EXERCISE GOAL:
Could you give every record again, exactly as it reads?
*** Begin section ***
PR #1918, opened 2020-05-08
Frame.f_trace, paving the way to support `pdb` debugging

alanjds:
f_trace is initialized with PyNone. I do not know if it would be better on memory/cpu to handle Option::None instead.

No tests for now, just wanting a feedback. Specially on the RwLock used.


coolreader18:
I think it would be a micro-optimization for `PyObjectRef` vs `Option<PyObjectRef>`, as they're the same size since `Option::<Rc>::None` is represented by a null pointer. `vm.is_none(&obj)` vs `opt.is_none()` is I think 1 asm instruction different, as it's basically `ptr == 0` vs `ptr == vm->none_address`

alanjds:
I see. The part intriguing me is that Option::None codepath is followed by `return vm.get_none()`

But storing PyNone lead to return `.unwrap().clone()` and I could not dodge this refcount cost on .clone()

alanjds:
I may be overthinking this all. Will keep pushing "just work" code until pdb.set_trace() works and then get back to optimize.

What about the rwlock? Is it ok? The rational was that I expect it to be checked on every single line change, so should be fast. But also light on memory as will be on every frame created.

alanjds:
...and thanks for the attention @coolreader18.

coolreader18:
Yeah, I think the RwLock is good, it makes sense since you might occasionally be reading the f_trace property concurrently.

alanjds:
- `pdb.runcall()` working, but not quite right. The 1st line stopped is into bdb yet :thinking:  
- `(pdb) args` works, but also behaves as if I had `(pdb) next` too :thinking: 
- Changed from RwLock to Mutex. On single-threaded is faster, on multiple it works IIUC.
- Optimized a bit the codepath of vm::trace_event for the case of no trace function set, the default.

alanjds:
And this is the end of PyCon US 2020 sprint:
- `(pdb) continue` works as expected, not breaking at some `del frame.f_trace`

Thanks @youknowone for the help on Gitter.
Had not found how do CPython implement `del frame.f_trace`. I implemented via `frame.__delattr__`. Yet I do not know how to call `super()` from Rust side. Will need help on this.

Now may need support for a setter on `frame.lineno` if wanting to have `(pdb) jump` to work. Maybe for `(pdb) next` too, as seems broken.

Good night.

vm/src/obj/objframe.rs
```diff
@@ -24,6 +24,15 @@ impl FrameRef {
         "<frame object at .. >".to_owned()
     }
 
+    #[pymethod(name = "__delattr__")]
+    fn delattr(self, value: PyObjectRef, vm: &VirtualMachine) {
+        println!("Called: FrameRef::f_trace over {:?}", value);
```
youknowone, line 29: nice workaround for now. putting an incompatibility comment will be helpful for future work.

youknowone:
Do you want to work more for this or want to merge part of the work?

alanjds:
Both 😬.

Better to merge the actual progress for this to not get rotten when I find the time to finish it.

youknowone:
Will you make a new PR with finished commits after rebase?

alanjds:
> Will you make a new PR with finished commits after rebase?

I am not used to rebase stuff, but can learn to.

Should I go cherry-picking over master and send a new PR? Is this the way?

youknowone:
Oh, yep. Because this one is very aged, cherry-pick could be easier than rebase. That sounds very reasonable.

coolreader18:
Oh, right -- looks like the errors are from `.lock().unwrap()`; we switched to parking_lot `Mutex`s since this PR was opened, so the `.unwrap()`s shouldn't be necessary.

coolreader18:
Is the `gc.py` module necessary if everything raises a NotImplementedError anyway? We've mostly just been commenting out `gc` imports and function calls in modules that have them, is there a reason that can't work for pdb?

alanjds:
> Is the `gc.py` module necessary if everything raises a NotImplementedError anyway? We've mostly just been commenting out `gc` imports and function calls in modules that have them, is there a reason that can't work for pdb?

bdb.py imports it to use somewhere, but I had not hit the case when it calls gc for real.

Anyway I do not feel bad by stubbing C-based stuff that we want not to implement _right now_.

(I need to say that sometimes I am missing the ability of calling rust code directly from python code. Maybe on future a custom importhook can do the trick.)

coolreader18:
@youknowone what do you think?

alanjds:
> We've mostly just been commenting out gc imports and function calls in modules that have them

My approach on this is to try to do the lowest number of changes possible on foreign code, if we want to get back to the original somewhere in future. That is why I am trying to provide a bogus gc instead of messing with bdb.py original code.

Less changes to track upstream on bdb.py and keep patching here until a fully compatible gc is ready.

alanjds:
https://github.com/RustPython/RustPython/pull/1918/checks?check_run_id=973313037#step:10:7685
```
AttributeError: module 'sys' has no attribute 'stdout'
```

What? I though that this was been fixed before :thinking:. I saw a PR about this!

alanjds:
Looks like sys.displayhook was natively implemented in meantime. Removing my hack from `site.py` and waiting for completion.

For some reason my local tests passes. I may have a local environment messed up.

alanjds:
Yay! Got green.

Now pdb.set_trace() "works" but stops on the wrong place.
Then works:
- a(rgs)
- c(ontinue)
- h(elp)
- l(ist)
- w(here)
- local evaluation also works

Yet broken:
- n(ext): Is ignored, showing the very same line forever 
- r(eturn): Is ignored, showing the very same line forever
- j(ump): Is ignored, and a follow c(ontinue) raises `AttributeError: attribute 'f_lineno' of 'frame' objects is not writable`

This PR is good to go. At least locals() and globals() variables inspection are working. Clojure variables inspection seemed broken.

Lets get this merged and open another to fix j(ump) and n(ext)

coolreader18:
I'm merging this manually to fix this weird lf->crlf change in frame.rs

coolreader18:
Alright, this is merged to master even though github doesn't show it.

PR #1919, opened 2020-05-09
Convert stdlib object to thread safe

palaviv:


Lib/test/test_array.py
```diff
@@ -341,8 +341,6 @@ def test_iterator_pickle(self):
             a.fromlist(data2)
             self.assertEqual(list(it), [])
 
-    # TODO: RUSTPYTHON
-    @unittest.expectedFailure
```
coolreader18, line 345: It's interesting how this "overflow" behavior is actually correct with how iterators work in CPython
*** End section ***
RESULT:
PR #1918, opened 2020-05-08
Frame.f_trace, paving the way to support `pdb` debugging

alanjds:
f_trace is initialized with PyNone. I do not know if it would be better on memory/cpu to handle Option::None instead.

No tests for now, just wanting a feedback. Specially on the RwLock used.


coolreader18:
I think it would be a micro-optimization for `PyObjectRef` vs `Option<PyObjectRef>`, as they're the same size since `Option::<Rc>::None` is represented by a null pointer. `vm.is_none(&obj)` vs `opt.is_none()` is I think 1 asm instruction different, as it's basically `ptr == 0` vs `ptr == vm->none_address`

alanjds:
I see. The part intriguing me is that Option::None codepath is followed by `return vm.get_none()`

But storing PyNone lead to return `.unwrap().clone()` and I could not dodge this refcount cost on .clone()

alanjds:
I may be overthinking this all. Will keep pushing "just work" code until pdb.set_trace() works and then get back to optimize.

What about the rwlock? Is it ok? The rational was that I expect it to be checked on every single line change, so should be fast. But also light on memory as will be on every frame created.

alanjds:
...and thanks for the attention @coolreader18.

coolreader18:
Yeah, I think the RwLock is good, it makes sense since you might occasionally be reading the f_trace property concurrently.

alanjds:
- `pdb.runcall()` working, but not quite right. The 1st line stopped is into bdb yet :thinking:  
- `(pdb) args` works, but also behaves as if I had `(pdb) next` too :thinking: 
- Changed from RwLock to Mutex. On single-threaded is faster, on multiple it works IIUC.
- Optimized a bit the codepath of vm::trace_event for the case of no trace function set, the default.

alanjds:
And this is the end of PyCon US 2020 sprint:
- `(pdb) continue` works as expected, not breaking at some `del frame.f_trace`

Thanks @youknowone for the help on Gitter.
Had not found how do CPython implement `del frame.f_trace`. I implemented via `frame.__delattr__`. Yet I do not know how to call `super()` from Rust side. Will need help on this.

Now may need support for a setter on `frame.lineno` if wanting to have `(pdb) jump` to work. Maybe for `(pdb) next` too, as seems broken.

Good night.

vm/src/obj/objframe.rs
```diff
@@ -24,6 +24,15 @@ impl FrameRef {
         "<frame object at .. >".to_owned()
     }
 
+    #[pymethod(name = "__delattr__")]
+    fn delattr(self, value: PyObjectRef, vm: &VirtualMachine) {
+        println!("Called: FrameRef::f_trace over {:?}", value);
```
youknowone, line 29: nice workaround for now. putting an incompatibility comment will be helpful for future work.

youknowone:
Do you want to work more for this or want to merge part of the work?

alanjds:
Both 😬.

Better to merge the actual progress for this to not get rotten when I find the time to finish it.

youknowone:
Will you make a new PR with finished commits after rebase?

alanjds:
> Will you make a new PR with finished commits after rebase?

I am not used to rebase stuff, but can learn to.

Should I go cherry-picking over master and send a new PR? Is this the way?

youknowone:
Oh, yep. Because this one is very aged, cherry-pick could be easier than rebase. That sounds very reasonable.

coolreader18:
Oh, right -- looks like the errors are from `.lock().unwrap()`; we switched to parking_lot `Mutex`s since this PR was opened, so the `.unwrap()`s shouldn't be necessary.

coolreader18:
Is the `gc.py` module necessary if everything raises a NotImplementedError anyway? We've mostly just been commenting out `gc` imports and function calls in modules that have them, is there a reason that can't work for pdb?

alanjds:
> Is the `gc.py` module necessary if everything raises a NotImplementedError anyway? We've mostly just been commenting out `gc` imports and function calls in modules that have them, is there a reason that can't work for pdb?

bdb.py imports it to use somewhere, but I had not hit the case when it calls gc for real.

Anyway I do not feel bad by stubbing C-based stuff that we want not to implement _right now_.

(I need to say that sometimes I am missing the ability of calling rust code directly from python code. Maybe on future a custom importhook can do the trick.)

coolreader18:
@youknowone what do you think?

alanjds:
> We've mostly just been commenting out gc imports and function calls in modules that have them

My approach on this is to try to do the lowest number of changes possible on foreign code, if we want to get back to the original somewhere in future. That is why I am trying to provide a bogus gc instead of messing with bdb.py original code.

Less changes to track upstream on bdb.py and keep patching here until a fully compatible gc is ready.

alanjds:
https://github.com/RustPython/RustPython/pull/1918/checks?check_run_id=973313037#step:10:7685
```
AttributeError: module 'sys' has no attribute 'stdout'
```

What? I though that this was been fixed before :thinking:. I saw a PR about this!

alanjds:
Looks like sys.displayhook was natively implemented in meantime. Removing my hack from `site.py` and waiting for completion.

For some reason my local tests passes. I may have a local environment messed up.

alanjds:
Yay! Got green.

Now pdb.set_trace() "works" but stops on the wrong place.
Then works:
- a(rgs)
- c(ontinue)
- h(elp)
- l(ist)
- w(here)
- local evaluation also works

Yet broken:
- n(ext): Is ignored, showing the very same line forever 
- r(eturn): Is ignored, showing the very same line forever
- j(ump): Is ignored, and a follow c(ontinue) raises `AttributeError: attribute 'f_lineno' of 'frame' objects is not writable`

This PR is good to go. At least locals() and globals() variables inspection are working. Clojure variables inspection seemed broken.

Lets get this merged and open another to fix j(ump) and n(ext)

coolreader18:
I'm merging this manually to fix this weird lf->crlf change in frame.rs

coolreader18:
Alright, this is merged to master even though github doesn't show it.

PR #1919, opened 2020-05-09
Convert stdlib object to thread safe

palaviv:


Lib/test/test_array.py
```diff
@@ -341,8 +341,6 @@ def test_iterator_pickle(self):
             a.fromlist(data2)
             self.assertEqual(list(it), [])
 
-    # TODO: RUSTPYTHON
-    @unittest.expectedFailure
```
coolreader18, line 345: It's interesting how this "overflow" behavior is actually correct with how iterators work in CPython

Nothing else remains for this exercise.